PR #160, opened 2026-01-28
feat: initial aesh backend

maxandersen:
this adds a `aesh` backend - see https://aeshell.github.io/ 

aeash is on surface quite similar to jline but has quite clean and modular setup so at least in theory simpler/smaller :)

atm this depends on aesh-readline which drags in more than need for backend implementation be  but @stalep is going to refactor aesh to separate the tty terminal so we can depend on just that.

One of the nice things about aesh is that it has a terminal abstraction that allows serving the terminal out on http/websocket, ssh, etc..

Added basic demo for http/ssh. Work in progress

### DIFF
--- a/demos/aesh-ssh-http-demo/build.gradle.kts
+++ b/demos/aesh-ssh-http-demo/build.gradle.kts
@@ -7,6 +7,7 @@ description = "Demo showcasing TamboUI app accessible via SSH and HTTP/WebSocket
 demo {
     displayName = "Aesh SSH/HTTP Demo"
     tags = setOf("aesh", "ssh", "http", "websocket", "toolkit", "network")
+    internal = true
 }
 
 dependencies {
--- a/demos/aesh-ssh-http-demo/src/main/java/dev/tamboui/demo/aesh/AeshSshHttpDemo.java
+++ b/demos/aesh-ssh-http-demo/src/main/java/dev/tamboui/demo/aesh/AeshSshHttpDemo.java
@@ -11,6 +11,14 @@
  */
 package dev.tamboui.demo.aesh;
 
+import java.util.concurrent.ExecutorService;
+import java.util.concurrent.Executors;
+import java.util.concurrent.TimeUnit;
+
+import org.aesh.terminal.Connection;
+import org.aesh.terminal.http.netty.NettyWebsocketTtyBootstrap;
+import org.aesh.terminal.ssh.netty.NettySshTtyBootstrap;
+
 import dev.tamboui.backend.aesh.AeshBackend;
 import dev.tamboui.style.Color;
 import dev.tamboui.toolkit.app.ToolkitApp;
@@ -21,13 +29,6 @@ import dev.tamboui.tui.TuiConfig;
 import dev.tamboui.tui.event.KeyEvent;
 import dev.tamboui.tui.event.MouseEvent;
 import dev.tamboui.widgets.input.TextAreaState;
-import org.aesh.terminal.Connection;
-import org.aesh.terminal.ssh.netty.NettySshTtyBootstrap;
-import org.aesh.terminal.http.netty.NettyWebsocketTtyBootstrap;
-
-import java.util.concurrent.ExecutorService;
-import java.util.concurrent.Executors;
-import java.util.concurrent.TimeUnit;
 
 import static dev.tamboui.toolkit.Toolkit.*;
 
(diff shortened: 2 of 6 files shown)


tamboui-aesh-backend/src/main/java/dev/tamboui/backend/aesh/AeshBackend.java
```diff
@@ -0,0 +1,425 @@
...
+
+        outputBuffer.append("m");
+    }
+
+    /**
+     * Returns the underlying TerminalConnection for advanced operations.
+     *
+     * @return the TerminalConnection instance
+     */
+    public TerminalConnection terminalConnection() {
```
melix: Is this actually used? Because since we're exposing `Backend` in any case, the interface, seems users wouldn't be able to call that anyway.

maxandersen: For now no. Its more if some want to utilise the aesh features to do terminal readline/commands that all starts with a connection they can get it. 

It should actually just return Connection.

tamboui-tui/src/main/java/dev/tamboui/tui/TuiRunner.java
```diff
@@ -190,7 +190,7 @@ public static TuiRunner create() throws Exception {
      * @throws Exception if terminal initialization fails
      */
     public static TuiRunner create(TuiConfig config) throws Exception {
-        Backend backend = BackendFactory.create();
```
maxandersen, line 191: @melix this is to allow user to setup the backend - needed for ssh/http from aesh as needs context the backendfactory dont have.

let me know if works for you or you can think of better approach.

demos/aesh-ssh-http-demo/src/main/java/dev/tamboui/demo/aesh/AeshSshHttpDemo.java
```diff
@@ -0,0 +1,190 @@
...
+ *   <li>An HTTP/WebSocket server on port 8080</li>
+ * </ul>
+ * <p>
+ * Connect via SSH:
+ * <pre>{@code ssh -p 2222 user@localhost}</pre>
+ * <p>
+ * Connect via WebSocket:
+ * Open http://localhost:8080 in a browser with WebSocket terminal support
+ */
+public class AeshSshHttpDemo implements java.util.function.Consumer<Connection> {
```
maxandersen, line 50: @melix this is rushed code but lets you see how it works.

run this and you can ssh / http into the app.

I haven't done anything to separate state or created multiple apps - in theory that sohuld be possible.

tamboui-tui/src/main/java/dev/tamboui/tui/TuiRunner.java
melix: Looks good to me. The fact that we ignore the backend in the config would sound like a bug anyway.

demos/aesh-ssh-http-demo/build.gradle.kts
```diff
@@ -0,0 +1,28 @@
...
+}
+
+dependencies {
+    implementation(projects.tambouiToolkit)
+    implementation(projects.tambouiAeshBackend)
+    implementation(libs.aesh.terminal.ssh)
+    implementation(libs.aesh.terminal.http)
+    
+    // Apache SSHD for SSH server
+    implementation("org.apache.sshd:sshd-core:2.14.0")
```
melix: :x: Should use the version catalog

demos/aesh-ssh-http-demo/build.gradle.kts
```diff
@@ -0,0 +1,28 @@
...
+    implementation("org.apache.sshd:sshd-netty:2.14.0")
+    
+    // Netty for HTTP/WebSocket server
+    implementation("io.netty:netty-all:4.1.81.Final")
```
melix: :x: Should use the version catalog

melix:
Something that's unclear to me is how this will play with https://github.com/tamboui/tamboui/pull/184. Since the demo brings Netty and that the new aesh backend will be included in the fat jar, all demos will pick a random backend, probably, but also the jar will jump from 8MB to much more.

maxandersen:
@melix about #184 ...yeah, I would for now leave it out of the aggregation?

maxandersen:
i marked the demo as internal as demo tape not relevant here too.

merging as the backend in tuiconfig is needed for other prs waiting.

####################

● **Task directions**
All of the data above needs to be written out again, exactly.

● **Exercise answer**
PR #160, opened 2026-01-28
feat: initial aesh backend

maxandersen:
this adds a `aesh` backend - see https://aeshell.github.io/ 

aeash is on surface quite similar to jline but has quite clean and modular setup so at least in theory simpler/smaller :)

atm this depends on aesh-readline which drags in more than need for backend implementation be  but @stalep is going to refactor aesh to separate the tty terminal so we can depend on just that.

One of the nice things about aesh is that it has a terminal abstraction that allows serving the terminal out on http/websocket, ssh, etc..

Added basic demo for http/ssh. Work in progress

### DIFF
--- a/demos/aesh-ssh-http-demo/build.gradle.kts
+++ b/demos/aesh-ssh-http-demo/build.gradle.kts
@@ -7,6 +7,7 @@ description = "Demo showcasing TamboUI app accessible via SSH and HTTP/WebSocket
 demo {
     displayName = "Aesh SSH/HTTP Demo"
     tags = setOf("aesh", "ssh", "http", "websocket", "toolkit", "network")
+    internal = true
 }
 
 dependencies {
--- a/demos/aesh-ssh-http-demo/src/main/java/dev/tamboui/demo/aesh/AeshSshHttpDemo.java
+++ b/demos/aesh-ssh-http-demo/src/main/java/dev/tamboui/demo/aesh/AeshSshHttpDemo.java
@@ -11,6 +11,14 @@
  */
 package dev.tamboui.demo.aesh;
 
+import java.util.concurrent.ExecutorService;
+import java.util.concurrent.Executors;
+import java.util.concurrent.TimeUnit;
+
+import org.aesh.terminal.Connection;
+import org.aesh.terminal.http.netty.NettyWebsocketTtyBootstrap;
+import org.aesh.terminal.ssh.netty.NettySshTtyBootstrap;
+
 import dev.tamboui.backend.aesh.AeshBackend;
 import dev.tamboui.style.Color;
 import dev.tamboui.toolkit.app.ToolkitApp;
@@ -21,13 +29,6 @@ import dev.tamboui.tui.TuiConfig;
 import dev.tamboui.tui.event.KeyEvent;
 import dev.tamboui.tui.event.MouseEvent;
 import dev.tamboui.widgets.input.TextAreaState;
-import org.aesh.terminal.Connection;
-import org.aesh.terminal.ssh.netty.NettySshTtyBootstrap;
-import org.aesh.terminal.http.netty.NettyWebsocketTtyBootstrap;
-
-import java.util.concurrent.ExecutorService;
-import java.util.concurrent.Executors;
-import java.util.concurrent.TimeUnit;
 
 import static dev.tamboui.toolkit.Toolkit.*;
 
(diff shortened: 2 of 6 files shown)


tamboui-aesh-backend/src/main/java/dev/tamboui/backend/aesh/AeshBackend.java
```diff
@@ -0,0 +1,425 @@
...
+
+        outputBuffer.append("m");
+    }
+
+    /**
+     * Returns the underlying TerminalConnection for advanced operations.
+     *
+     * @return the TerminalConnection instance
+     */
+    public TerminalConnection terminalConnection() {
```
melix: Is this actually used? Because since we're exposing `Backend` in any case, the interface, seems users wouldn't be able to call that anyway.

maxandersen: For now no. Its more if some want to utilise the aesh features to do terminal readline/commands that all starts with a connection they can get it. 

It should actually just return Connection.

tamboui-tui/src/main/java/dev/tamboui/tui/TuiRunner.java
```diff
@@ -190,7 +190,7 @@ public static TuiRunner create() throws Exception {
      * @throws Exception if terminal initialization fails
      */
     public static TuiRunner create(TuiConfig config) throws Exception {
-        Backend backend = BackendFactory.create();
```
maxandersen, line 191: @melix this is to allow user to setup the backend - needed for ssh/http from aesh as needs context the backendfactory dont have.

let me know if works for you or you can think of better approach.

demos/aesh-ssh-http-demo/src/main/java/dev/tamboui/demo/aesh/AeshSshHttpDemo.java
```diff
@@ -0,0 +1,190 @@
...
+ *   <li>An HTTP/WebSocket server on port 8080</li>
+ * </ul>
+ * <p>
+ * Connect via SSH:
+ * <pre>{@code ssh -p 2222 user@localhost}</pre>
+ * <p>
+ * Connect via WebSocket:
+ * Open http://localhost:8080 in a browser with WebSocket terminal support
+ */
+public class AeshSshHttpDemo implements java.util.function.Consumer<Connection> {
```
maxandersen, line 50: @melix this is rushed code but lets you see how it works.

run this and you can ssh / http into the app.

I haven't done anything to separate state or created multiple apps - in theory that sohuld be possible.

tamboui-tui/src/main/java/dev/tamboui/tui/TuiRunner.java
melix: Looks good to me. The fact that we ignore the backend in the config would sound like a bug anyway.

demos/aesh-ssh-http-demo/build.gradle.kts
```diff
@@ -0,0 +1,28 @@
...
+}
+
+dependencies {
+    implementation(projects.tambouiToolkit)
+    implementation(projects.tambouiAeshBackend)
+    implementation(libs.aesh.terminal.ssh)
+    implementation(libs.aesh.terminal.http)
+    
+    // Apache SSHD for SSH server
+    implementation("org.apache.sshd:sshd-core:2.14.0")
```
melix: :x: Should use the version catalog

demos/aesh-ssh-http-demo/build.gradle.kts
```diff
@@ -0,0 +1,28 @@
...
+    implementation("org.apache.sshd:sshd-netty:2.14.0")
+    
+    // Netty for HTTP/WebSocket server
+    implementation("io.netty:netty-all:4.1.81.Final")
```
melix: :x: Should use the version catalog

melix:
Something that's unclear to me is how this will play with https://github.com/tamboui/tamboui/pull/184. Since the demo brings Netty and that the new aesh backend will be included in the fat jar, all demos will pick a random backend, probably, but also the jar will jump from 8MB to much more.

maxandersen:
@melix about #184 ...yeah, I would for now leave it out of the aggregation?

maxandersen:
i marked the demo as internal as demo tape not relevant here too.

merging as the backend in tuiconfig is needed for other prs waiting.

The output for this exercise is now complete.